A boundless market, which could literally revolutionize the world of entertainment and cinema. Think, for example, of the iconic character voices of the franchises we love so much. And then think about when, inevitably, those voice actors will no longer be there. Employing deepfakes could bring those same voices of deceased voice actors back to life for eventual sequels. And there are those who have already given their consent: last September James Earl Jones, the iconic voice of Darth Vader, has agreed to have his voice used in future Star Wars films using deepfake technology. The Star Wars franchise has already used AI several times to recreate younger versions of Luke Hamill, Carrie Fisher and of the late Peter Cushing.
The AI that imitates the voice perfectly: Vall-E
Today, specifically, we are talking about one of the latest news in the deepfake world: Valley. It is an AI, developed by a team of Microsoft researchers, which has a peculiarity: can perfectly imitate human voices with just 3 seconds of listeningand the incoming audio files don’t need to be of the highest quality.
The researchers who developed Vall-E say most current text-to-speech systems are limited. These limits would derive from their own “dependence on high quality sources and clean data”.
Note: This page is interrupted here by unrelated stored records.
PR #935, opened 2023-08-16
Fix scss deprecation warning

dalefukami:
### What does this do?

Fixes a sass deprecation warning


domw30 (commented):
Oh nice was this for the warning that was shown in the console when starting up the app? 👍

PR #936, opened 2023-08-16
Remove unused zApps

dalefukami:
### What does this do?

Removes the non-chat zApps

Since these are not actively in use they just end up costing us maintenance time with no benefit. Remove them all for now.


domw30 (commented):
💪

In essence, the AI, in order to credibly synthesize a voice, needs to analyze its sound spectrum, so as to understand all the possible dynamic and tonal variations. Poor quality, compressed, and noisy audio files produce unsatisfactory results. Apparently, however, Vall-E is satisfied with little, indeed: he is able to perfectly imitate the human voice even from a not excellent and short-lived sound clip.
Vall-E is trained with a very large and diverse dataset: over 60,000 hours of spoken English from more than 7,000 voices. The developers explain that the data sent to the artificial intelligence contains “loud speech and inaccurate transcriptions”, especially when compared to that used by other text-to-speech systems.
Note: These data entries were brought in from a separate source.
PR #937, opened 2023-08-17
feat: add reset-password route

domw30:
### What does this do?
- adds `/reset-password` route/page.
- updates authentication footer to be used in request password reset ui
- redirects authenticated user away from `/reset-password`.
- updates tests
- resets request password reset when enter request password reset page

- to handle reset-password flow on its own route/page.

### How do I test this?
- run the app. go to login page. select email. select `reset` in footer. you will be directed to the `/reset-password` page.

#### Things to consider:
  1. Does this change any APIs?

`/reset-password`

https://github.com/zer0-os/zOS/assets/39112648/35e53ec2-b7f2-47cb-ad2c-199bb5b83e86

### DIFF
--- a/src/authentication/footer/footer.tsx
+++ b/src/authentication/footer/footer.tsx
@@ -5,11 +5,12 @@ import { RegistrationStage } from '../../store/registration';
 
 import { bem } from '../../lib/bem';
 import './styles.scss';
+import { RequestPasswordResetStage } from '../../store/request-password-reset';
 
 const c = bem('authentication-footer');
 
 export interface Properties {
-  stage: RegistrationStage;
+  stage: RegistrationStage | RequestPasswordResetStage;
 }
 
 export class Footer extends React.Component<Properties> {
@@ -18,10 +19,13 @@ export class Footer extends React.Component<Properties> {
       return null;
     }
 
+    const loginPromptText =
+      this.props.stage === RequestPasswordResetStage.SubmitEmail ? 'Back to ' : 'Already on ZERO? ';
+
     return (
       <div className={c('')}>
         <div>
-          <span>Already on ZERO? </span>
+          <span>{loginPromptText}</span>
           <Link to='/login'>Log in</Link>
         </div>
 
--- a/src/authentication/request-password-reset/index.tsx
+++ b/src/authentication/request-password-reset/index.tsx
@@ -98,20 +98,21 @@ export class RequestPasswordReset extends React.Component<Properties, State> {
 
   render() {
     const { stage } = this.props;
+    const isResetPasswordDone = stage === RequestPasswordResetStage.Done;
 
     return (
       <>
         <div {...cn('')}>
           <div {...cn('heading-container')}>
             <h3 {...cn('heading')}>Reset Password</h3>
-            {stage === RequestPasswordResetStage.Done && this.renderSuccessMessage()}
+            {isResetPasswordDone && this.renderSuccessMessage()}
 
-            {stage !== RequestPasswordResetStage.Done && (
+            {!isResetPasswordDone && (
               <div {...cn('sub-heading')}>Enter your ZERO account email and we’ll send a reset link</div>
             )}
           </div>
 
-          {stage !== RequestPasswordResetStage.Done && this.renderForm()}
+          {!isResetPasswordDone && this.renderForm()}
         </div>
         <Footer stage={this.props.stage} />
       </>
--- a/src/authentication/request-password-reset/index.tsx
+++ b/src/authentication/request-password-reset/index.tsx
@@ -1,5 +1,6 @@
 import * as React from 'react';
 
+import { Footer } from '../footer/footer';
 import { Button, Input, Alert } from '@zero-tech/zui/components';
 
 import { bem, bemClassName } from '../../lib/bem';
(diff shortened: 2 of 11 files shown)


src/reset-password.tsx
```diff
@@ -0,0 +1,52 @@
...
+    return (
+      <>
+        <ThemeEngine theme={Themes.Dark} />
+        <div {...cn('')}>
+          <div {...cn('logo-container')}>
+            <ZeroLogo />
+          </div>
+
+          <RequestPasswordResetContainer />
+          {/* TODO: Add ResetPasswordConfirmation - this will redirect user to login*/}
```
domw30, line 45: Will be adding the ResetPasswordConfirmation container here and logic to display the request or the confirmation

src/store/request-password-reset/saga.ts
```diff
@@ -43,6 +43,10 @@ export function* requestPasswordReset() {
 export function* watchRequestPasswordReset() {
   while (true) {
     yield take(SagaActionTypes.EnterRequestPasswordResetPage);
+
+    // set the stage back to the initial stage
+    yield put(setStage(RequestPasswordResetStage.SubmitEmail));
```
ratik21, line 48: Does `RequestPasswordResetStage.SubmitEmail` mean that the email is "submitted" OR "about to be submitted"? Wondering from the comment you had on line 47 🤔

src/authentication/footer/footer.tsx
```diff
@@ -18,10 +19,13 @@ export class Footer extends React.Component<Properties> {
       return null;
     }
 
+    const loginPromptText =
+      this.props.stage === RequestPasswordResetStage.SubmitEmail ? 'Back to ' : 'Already on ZERO? ';
```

“The results of the experiment show that Vall-E significantly outperforms the TTS system [Text-to-Speech] state-of-the-art in terms of speech naturalness and speaker similarity,” reads an official document from the development team.
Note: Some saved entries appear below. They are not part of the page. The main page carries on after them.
PR #942, opened 2023-08-21
Zos 611: Send toast notification if the file a user is trying to attach exceeds the size limit

ratik21:
### What does this do?

Pops up a toast notification if the file size exceeds the limit (currently 10MB)

https://github.com/zer0-os/zOS/assets/33264364/1d4dcc5b-3667-434b-9c80-68c821ac01cd

### DIFF
--- a/src/components/message-input/menu/menu.tsx
+++ b/src/components/message-input/menu/menu.tsx
@@ -1,10 +1,12 @@
 import React from 'react';
 import Dropzone from 'react-dropzone';
-import { dropzoneToMedia, Media } from '../utils';
+import { bytesToMB, dropzoneToMedia, Media } from '../utils';
 import { IconPaperclip } from '@zero-tech/zui/icons';
 import { IconButton } from '../../icon-button';
 
 import './styles.scss';
+import { ToastNotification } from '@zero-tech/zui/components';
+import { config } from '../../../config';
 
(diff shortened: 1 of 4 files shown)


dalefukami (approved):

src/components/message-input/menu/menu.tsx
```diff
@@ -1,38 +1,78 @@
...
   };
 
+  renderToastNotification = () => {
+    const maxSize = bytesToMB(config.cloudinary.max_file_size);
+
+    return (
+      <ToastNotification
+        title={''}
+        description={`File exceeds ${maxSize} size limit`}
+        actionTitle=''
```
domw30, line 41: I think with your changes to the component in zUI you can remove the `actionTitle` attribute ?

domw30 (approved):
Looks good. Just need to add the `viewportClassName` attribute and add `padding: 64px` to the stylesheet for correct positioning.

The default duration for the toast is 10 seconds, not sure if its worth asking product/design if this is the desired amount of time for this toast? I'd assume so!

ratik21:
> The default duration for the toast is 10 seconds, not sure if its worth asking product/design if this is the desired amount of time for this toast? I'd assume so!

Currently the toast appears instantly when the file is rejected 🤔 , there is no delay

PR #945, opened 2023-08-22
fix: align giphy container

domw30:
### What does this do?
- fixes the position of the giphy container.

- as per figma designs.

### How do I test this?
- open messenger and click giphy icon.

#### Things to consider:
  1. Does this change any APIs?

BEFORE
Screenshot 2023-08-22 at 11 43 28

AFTER
Screenshot 2023-08-22 at 11 42 53

### DIFF
--- a/src/components/message-input/giphy/styles.scss
+++ b/src/components/message-input/giphy/styles.scss
@@ -3,8 +3,8 @@
 .giphy__container {
   width: 500px;
   position: absolute;
-  bottom: 65px;
-  right: 74px;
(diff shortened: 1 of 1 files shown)


domw30:
The container here could be improved and hacky positioning with `left`, `bottom` removed with a greater amount of time spent on somer refactoring, but not sure how much time we actually want to spend on this. Quick change to fix for now. If we'd prefer a full refactor please let me know

dalefukami (approved):

PR #946, opened 2023-08-22
Remove unused profileId for mentions

dalefukami:
### What does this do?

This removes a couple of references to mentioned users' profile id.

It seems like at one point in time there may have been a profileId associated with a mentioned user but based on the api at the moment that is never set.


domw30 (commented):
Nice clean up!

PR #948, opened 2023-08-22
Remove unused property from edit message data

dalefukami:
### What does this do?

Removes a property (`mentionedUserIds`) from the Edit Message payload that we're not using and was always send as undefined. It is passed as an independent parameter already.


ratik21 (approved):

dalefukami:
Uggg... this is actually a bigger mess than I original thought. But, in any case, sending undefined here is wrong and sending the props as it currently was is also wrong and sending a list of ids as strings in that prop is also wrong. So, going to continue and merge this and it can be restructured when the endpoint is fixed.

PR #949, opened 2023-08-22
Fix the Message model type

dalefukami:
### What does this do?

Fixes the message model type to match what's actually happening


domw30 (commented):
👍 🤦

PR #1841, opened 2024-05-09
chore(messages): fix message image jump

developerfred:
### What does this do?

There was a glitch where every time we sent a message with an image, now with this fix, it no longer occurs.
So, what we did here was to modify the following functions in the redux message saga, send and performSend, adding a check to see if the image has already been sent to prevent it from being sent twice.

screen movie 
https://youtu.be/2U8xlfX2mR8

### How do I test this?

try send menssage with image and text 

#### Things to consider:
  1. How will this affect performance? yes


src/store/messages/saga.ts
```diff
@@ -253,31 +253,50 @@ export function* createOptimisticPreview(channelId: string, optimisticMessage) {
...
+  }
 }
 
 export function* sendMessage(apiCall, channelId, optimisticId) {
+  let messageSentSuccessfully = false;
+
   try {
+    if (messageSentSuccessfully) {
+      return;
+    }
```
ratik21, line 289: i don't .. follow. will this ever execute? You've just declared `messageSentSuccessfully` to be `false`

developerfred: fixed now!

developerfred:
@domw30 If you could take a look at my pull request, thank you very much!

src/store/messages/saga.ts
```diff
@@ -253,28 +253,32 @@ export function* createOptimisticPreview(channelId: string, optimisticMessage) {
...
-      chatClient.sendMessagesByChannelId,
-    ],
-    channelId,
-    message,
-    mentionedUserIds,
-    parentMessage,
-    null,
-    optimisticId
-  );
-  return yield sendMessage(messageCall, channelId, optimisticId);
```
domw30, line 270: So we no longer want to `sendMessage`? This feels incorrect to remove

domw30 (commented):
Could you explain why you've removed the line I've commented on plz

src/store/messages/saga.ts
domw30: This appears to be working because you are no longer replacing the optimistic message

developerfred: Thanks @domw30, apparently everything is working (Reply and editing messages).
I will return with sendMessage, preventing unnecessary re-rendering.

developerfred: https://github.com/zer0-os/zOS/assets/57037080/ecc44d19-39a3-405f-a6d2-403fb0c47fc3

PR #1844, opened 2024-05-09
fix: right click delete option

developerfred:
### What does this do?
fix right click button
enable right click save image 

### Video Test

https://youtu.be/5-aS2MbS_WQ

#### Things to consider:
  1. How will this affect performance? no

### DIFF
--- a/src/components/message/styles.scss
+++ b/src/components/message/styles.scss
@@ -9,6 +9,7 @@
   gap: 8px;
   overflow: hidden;
   width: 100%;
+  position: relative;
 
   &--owner {
     flex-direction: row-reverse;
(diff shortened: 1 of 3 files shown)


src/components/message/styles.scss
```diff
@@ -144,6 +145,14 @@
     opacity: 0;
     // Sometimes we render an empty menu. This ensures consistency of width of the message bubble.
     min-width: 32px;
+
+    &--hidden {
+      display: none !important;
```
ratik21, line 150: please avoid using `! important` in your css

ratik21 (commented):
I am wondering .. do we really need all that extra code, just to get `Delete` working on right click? I thought we just needed to "trigger" the same code for `Delete` as we do when clicking on `Delete` option from the 3 dot menu.

developerfred:
> I am wondering .. do we really need all that extra code, just to get `Delete` working on right click? I thought we just needed to "trigger" the same code for `Delete` as we do when clicking on `Delete` option from the 3 dot menu.

We were having a scope problem so I needed to change the code. Then we will need the code.

What have I done here? It was to isolate the interactions as much as possible so that the messageMenu would not have any problems when being called.

PR #1873, opened 2024-05-14
Add a function to lower minimum `invite` & `kick` levels for existing groups during initial load

ratik21:
### What does this do?

We need to add a new feature: `Add Moderators`.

An example of the work of Vall-E
If you are curious to hear the voice (or rather the voices) of Vall-E, you can listen to some of his simulations at this link. There are dozens of AI-spoken phrases on the site, crafted from conversational snippets, cinematic works, and much more. The collection also shows us the expressive skills of Vall-E (which is able to simulate emotions, reactions and intentions such as anger and sadness in the tone of voice): basically what a real-life actor would do. Finally, there are examples of vocal synthesis even in extreme conditions, with very dirty files full of noise.
In short, it is only a first technical demo. At the moment. If these are the premises, the potential is absolutely unlimited.
The risks of AI
However, the world of AI and deepfakes is not all excitement and simulations. The sector, although in constant expansion, has to respond to numerous criticisms. Do you remember the incredible boom of AI lens, Give her and other apps capable of generate art in a procedural way? As we have explained to you thoroughly in this article, apps of this type are accused of violation of privacy and intellectual property. In fact, they often draw freely on the works of other artists on the net, without mentioning or rewarding them.
As far as voice AIs are concerned, these concerns are practically double, given that simulating private voices could lead to potential telemarketing scams and more. Risks that are recognized by the developers of Vall-E themselves, who have declared:
“Because VALL-E is able to synthesize speech faithfully, simulating the identity of the speaker, it could lead to potential risks in the misuse of the model, such as spoofing of speech identification or impersonating a specific speaker. To mitigate those risks, you can create a detection model capable of verifying whether an audio clip is from a VALL-E synthesizer”.
If only John Connor had one in Terminator 2.